This terminology has been introduced in his last letter by Évariste Galois who called (in French) equation primitive an equation whose Galois group is primitive.[1]

In the same letter he stated also the following theorem.

If G is a primitive solvable group acting on a finite set X, then the order of X is a power of a prime number p, X may be identified with an affine space over the finite field with p elements and G acts on X as a subgroup of the affine group.

An imprimitive permutation group is an example of an induced representation; examples include coset representations G/H in cases where H is not a maximal subgroup. When H is maximal, the coset representation is primitive.

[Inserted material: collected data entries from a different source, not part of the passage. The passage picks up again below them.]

PR #3001, opened 2023-04-06
Adapt latest ORD specification - from 1.2.0 to 1.2.2

dragobt:
**Description**
Adopt latest ORD specification - from 1.2.0 to 1.2.2

- add version, resource hash and local tenant id properties to bundles
- add local tenant id property to apis
- add local tenant id property to events
- add validation rules for the new properties
- add and adapt unit tests
- introduce new schema migration for the new properties
- regenerate mocks
- store ord spec local id as application local tenant id if application does not have local tenant id

**Related issue(s)**

- ...

**Pull Request status**

- [x] Implementation
- [x] Unit tests
- [ ] Integration tests


components/director/internal/domain/application/service.go
```diff
@@ -52,6 +52,7 @@ type repoCreatorFunc func(ctx context.Context, tenant string, application *model
 type repoUpserterFunc func(ctx context.Context, tenant string, application *model.Application) (string, error)
 
 // ApplicationRepository missing godoc
+//
```
dzahariev, line 55: Only formatting changes. I notice that for some files I also get different formatting lately, even without meaningful changes in the same file. Live it like this.

components/director/internal/domain/bundle/fixtures_test.go
```diff
@@ -173,7 +173,10 @@ const (
 	tenantID         = "b91b59f7-2563-40b2-aba9-fef726037aa3"
 	externalTenantID = "eeeeeeeee-eeee-eeee-eeee-eeeeeeeeeeee"
 	ordID            = "com.compass.v1"
+	localTenantID    = "localTenantID"
 	correlationIDs   = `["id1", "id2"]`
+	version          = "v1.0.5"
```
dzahariev, line 178: This is not a valid version according ORD spec!
Cannot start with letter and 0 that is not followed by dot!

components/director/internal/open_resource_discovery/fixtures_test.go
```diff
@@ -298,7 +303,9 @@ func fixORDDocumentWithBaseURL(providedBaseURL string) *ord.Document {
 			{
 				Name:                         "BUNDLE TITLE",
 				Description:                  str.Ptr("lorem ipsum dolor nsq sme"),
+				Version:                      str.Ptr("1.1.2"),
```
dzahariev, line 306: Again not valid version according ORD

components/director/internal/open_resource_discovery/fixtures_test.go
```diff
@@ -725,7 +736,9 @@ func fixBundles() []*model.Bundle {
 			ApplicationID:                appID,
 			Name:                         "BUNDLE TITLE",
 			Description:                  str.Ptr("lorem ipsum dolor nsq sme"),
+			Version:                      str.Ptr("1.1.2"),
```
dzahariev, line 739: Same.
It definitely can be used in tests, but is strange that we anyway allow invalid values to be persisted when API is used and perform  input validation only when we are scrapping the ORD data. 
Not something that should be fixed in this PR, but something that can be improved in the future.

components/director/internal/open_resource_discovery/validation_test.go
```diff
@@ -21,6 +21,7 @@ const (
 	invalidOrdID                  = "invalidOrdId"
 	invalidShortDescriptionLength = 257 // max allowed: 256
 	invalidTitleLength            = 256 // max allowed: 255
+	invalidLocalTenantIDLength    = 256 //max allowed: 255
```
dzahariev, line 24: Validation for version is not tested. Or at least I cannot see it here.

components/director/internal/open_resource_discovery/fixtures_test.go
dragobt: i think this is valid version

dzahariev: My mistake!

dzahariev (approved):

PR #3002, opened 2023-04-07
Reduce amount of logs from destination fetcher

georgifarashev:
**Description**

- Reduce amount of logs from destination fetcher

**Related issue(s)**

- ...

**Pull Request status**

- [ ] Implementation
- [ ] Unit tests
- [ ] Integration tests


petar-iv (dismissed):

NickyMateev (approved):

components/director/internal/destinationfetchersvc/client.go
```diff
@@ -50,9 +49,16 @@ type DestinationServiceAPIConfig struct {
...
+	HTTPClient        *http.Client
+	apiConfig         DestinationServiceAPIConfig
+	authConfig        config.InstanceConfig
+	authToken         string
+	authTokenValidity time.Time
+}
+
+// Close closes idle connections
+func (c *Client) Close() {
+	c.HTTPClient.CloseIdleConnections()
```
alexpenev-s, line 61: By default the connection are kept to be reused if possible. 
Would the setting: MaxIdleConnsPerHost work better to prevent leaks

alexpenev-s: The setting is per host. I suspect that we have a relatively small number of hosts that we communicate with.
I don't think it should be 1 either.

alexpenev-s (approved):

PR #3003, opened 2023-04-07
Enrich runtime metadata with all the necessary properties for tenant mapping

nyordanoff:
**Description**

This PR enriches the runtime by storing a new property to it - `application_namespace` and for kyma runtimes the `region` is set as label.

- add optional `application_namespace` field to the runtime and expose it to graphql
- for kyma runtimes, add logic to store the region based on the region of the subaccount passed as `global_subaccount_label` on runtime creation
- for kyma runtimes, automatically set the `application_namespace` to `sap.kyma`
- unit & e2e tests
- manual migration of the two new fields for existing kyma runtimes

**Related issue(s)**

- ...

**Pull Request status**

- [x] Implementation
- [x] Unit tests
- [x] Integration tests


components/director/internal/domain/runtime/resolver_test.go
```diff
@@ -1,5 +1,6 @@
 package runtime_test
 
+/*
```
PetarTodorovv, line 3: I guess it's leftover? and the test fixtures should be adapted?

tests/director/tests/runtime_api_test.go
```diff
@@ -745,6 +748,17 @@ func TestRuntimeTypeLabels(t *testing.T) {
...
+		t.Log("Validate that the Application Namespace is available...")
+		appNamespace := runtime.ApplicationNamespace
+		require.NotNil(t, appNamespace)
+		require.Equal(t, conf.KymaApplicationNamespaceValue, *appNamespace)
+
+		t.Log("Validate that the region label of the runtime is available...")
+		rtRegionLabelValue, ok := runtime.Labels[tenantfetcher.RegionKey].(string)
+		require.True(t, ok)
+		require.Equal(t, conf.DefaultTenantRegion, rtRegionLabelValue)
+
```
PetarTodorovv, line 761: Could we also add "negative" assertions in the sub-test below that is registering the runtime without integration system credentials?

tests/director/tests/runtime_api_test.go
PetarTodorovv, line 1: Also, I'm wondering if we should update the test(+ the sub-tests) names as well because currently, it's related only to runtimeType. Example name of the test - `TestRuntimeTypeAndRegionLabels`, and for the sub-tests - `fmt.Sprintf("Validate %q and %q labels - they are added when runtime is registered with integration system credentials", conf.RuntimeTypeLabelKey, tenantfetcher.RegionKey)` and for the second sub-test(the negative one) - `fmt.Sprintf("Validate %q and %q labels - they are missing when runtime is NOT registered with integration system credentials", conf.RuntimeTypeLabelKey, tenantfetcher.RegionKey)`

PetarTodorovv (changes requested):

components/director/internal/domain/runtime/resolver_test.go
nyordanoff: My bad, will adapt them.

chart/compass/values.yaml
```diff
@@ -298,6 +298,7 @@ global:
     runtimeTypeLabelKey: "runtimeType"
     applicationTypeLabelKey: "applicationType"
     kymaRuntimeTypeLabelValue: "kyma"
+    kymaApplicationNamespaceValue: "sap.kyma"
```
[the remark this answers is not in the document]
nyordanoff: I was considering it but decided against this approach because to me it looked that it's not worth it maintaining an override for such a 'narrow scoped'/'single use case' variable.

In addition, currently we don't have an override for the similar `kymaRuntimeTypeLabelValue` variable and decided to keep it consistent in that aspect too.

What's your opinion? I am open for a discussion.

alextargov (dismissed):

PetarTodorovv (approved):

alextargov (approved):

If the set X is finite, its cardinality is called the "degree" of G. The numbers of primitive groups of small degree were stated by Robert Carmichael in 1937:

Degree 2 3 4 5 6 7 8 9 10 11 12 13 14 15 16 17 18 19 20 OEIS
Number 1 2 2 5 4 7 7 11 9 8 6 9 4 6 22 10 4 8 4 A000019

Note the large number of primitive groups of degree 16. As Carmichael notes, all of these groups, except for the symmetric and alternating group, are subgroups of the affine group on the 4-dimensional space over the 2-element finite field.

While primitive permutation groups are transitive by definition, not all transitive permutation groups are primitive. The requirement that a primitive group be transitive is necessary only when X is a 2-element set; otherwise, the condition that G preserves no nontrivial partition implies that G is transitive.

Examples[edit]

\eta=\begin{pmatrix}
1 & 2 & 3 \\
2 & 3 & 1 \end{pmatrix}.

Both S_3 and the group generated by \eta are primitive.

\sigma=\begin{pmatrix}
1 & 2 & 3 & 4 \\
2 & 3 & 4 & 1 \end{pmatrix}.

The group generated by \sigma is not primitive, since the partition (X_1, X_2) where X_1 = \{1,3\} and X_2 = \{2,4\} is preserved under \sigma, i.e. \sigma(X_1) = X_2 and \sigma(X_2)=X_1.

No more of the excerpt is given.